ホコリが出にくい生地
ほこりが出ず、毛羽立ちしにくいリネン

食器を拭いたときに、キッチンタオルの繊維がお皿の表面に残らない… なにより清潔な空間にしておきたいキッチン回りに、リネン製のふきんが適しているのには、こうした理由もあります。
リネンはフラックス の短い繊維が密に絡まって形造られています。そのため、綿などの長い繊維のように引っ張られて抜け落ちていくことが少なく、大量のホコリ やハウスダスト の発生源となることがありません。さらにリネンには、水を吸うと縦横に縮みながらさらに丈夫になるという特徴があるため、水分をたっぷり含んでいる洗い立てのお皿を拭いた時でも、布が受けるダメージというのはそれほど大きくありません。それでいて細かい繊維が残ることもなく、食器類を衛生的にとてもきれいな状態に保つことができます。
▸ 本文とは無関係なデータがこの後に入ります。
Issue #26, opened 2020-04-07
update docs for expected keys for jvm options


jsanda:
I was trying to run one of the integration tests that was using this manifest:

```yaml
apiVersion: cassandra.datastax.com/v1beta1
kind: CassandraDatacenter
metadata:
  name: dc1
spec:
  clusterName: cluster1
  serverType: cassandra
  serverVersion: 3.11.6
  managementApiAuth:
    insecure: {}
  size: 3
  storageConfig:
      cassandraDataVolumeClaimSpec:
        storageClassName: server-storage
        accessModes:
          - ReadWriteOnce
        resources:
          requests:
            storage: 1Gi
  racks:
    - name: r1
    - name: r2
    - name: r3
  config:
    jvm-server-options:
      initial_heap_size: "800m"
      max_heap_size: "800m"
    cassandra-yaml:
      file_cache_size_in_mb: 100
      memtable_space_in_mb: 100
```
The config init container failed though with this exception:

亜麻の生地にはこのような性質があるので、ホテルや病院で寝具として積極的に採用されているのも、なんとなく頷けます。
布団、それから一般的な綿でできた布団カバーから出るホコリは、気づきにくいかもしれませんが、とても多量で、かつ広範囲に散らばってしまうものです。
これらはそのままハウスダストとなって呼吸器系や皮膚系に直接影響するため、できることなら少しでも少なくしたいもの。最近ではほこりの出にくい布団や、特殊な加工を施して埃の発生を抑えたベッドカバーが提案されるようになってきました。そのような製品を試してみてもいいのですが、もっとシンプルに、ベッドカバーをリネン素材のものに変えてみるだけでもよいでしょう。ホコリの出が、ぐっと減っていくのが分かると思います。
リネンそのものはホコリをあまり発生させませんし、布団から出てくる埃はリネンの短く複雑な繊維が内側で閉じ込めてくれるというわけです。
いくら掃除してもどんどん溜まる各所のほこり汚れに辟易している方だけでなく、長い睡眠時間中にのどを痛めがちなデリケートな体質の方にも、リネン素材の寝具はいくらかでも助けになれるかもしれません。